Stored data
PR #749, opened 2024-06-25
call fuction get_switchable_as_dense before p_max_pu is modified

### LINKED ISSUE #748: ramp_up generators not dispatching
The ramp_up generators are not dispatching. This leads to unfeasibilities and mandatory use of load_shedding. 
- It was found that the `p_max_pu` values for all the generators are 0.
- `p_min_pu` are well defined and correspond to the negative value of `p` from the market optimization.

CarlosEpia:
This PR fixes #748.

### DIFF
--- a/etrago/appl.py
+++ b/etrago/appl.py
@@ -731,15 +731,15 @@ def run_etrago(args, json_path):
     # conduct lopf with full complex timeseries for dispatch disaggregation
     etrago.temporal_disaggregation()
 
-    # # start power flow based on lopf results
-    # etrago.pf_post_lopf()
+    # start power flow based on lopf results
+    etrago.pf_post_lopf()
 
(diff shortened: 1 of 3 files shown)


etrago/appl.py
```diff
@@ -729,17 +729,17 @@ def run_etrago(args, json_path):
     etrago.optimize()
 
     # conduct lopf with full complex timeseries for dispatch disaggregation
-    etrago.temporal_disaggregation()
+    # etrago.temporal_disaggregation()
```
ClaraBuettner, line 732: These changes look somehow like they should not be part of dev... Or was there a reason for changing it?

CarlosEpia: Agree. The args were restored.

ClaraBuettner (approved):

*Directions for this task*. Repeat the records above exactly, leaving none out.

*Your solution*.
PR #749, opened 2024-06-25
call fuction get_switchable_as_dense before p_max_pu is modified

### LINKED ISSUE #748: ramp_up generators not dispatching
The ramp_up generators are not dispatching. This leads to unfeasibilities and mandatory use of load_shedding. 
- It was found that the `p_max_pu` values for all the generators are 0.
- `p_min_pu` are well defined and correspond to the negative value of `p` from the market optimization.

CarlosEpia:
This PR fixes #748.

### DIFF
--- a/etrago/appl.py
+++ b/etrago/appl.py
@@ -731,15 +731,15 @@ def run_etrago(args, json_path):
     # conduct lopf with full complex timeseries for dispatch disaggregation
     etrago.temporal_disaggregation()
 
-    # # start power flow based on lopf results
-    # etrago.pf_post_lopf()
+    # start power flow based on lopf results
+    etrago.pf_post_lopf()
 
(diff shortened: 1 of 3 files shown)


etrago/appl.py
```diff
@@ -729,17 +729,17 @@ def run_etrago(args, json_path):
     etrago.optimize()
 
     # conduct lopf with full complex timeseries for dispatch disaggregation
-    etrago.temporal_disaggregation()
+    # etrago.temporal_disaggregation()
```
ClaraBuettner, line 732: These changes look somehow like they should not be part of dev... Or was there a reason for changing it?

CarlosEpia: Agree. The args were restored.

ClaraBuettner (approved):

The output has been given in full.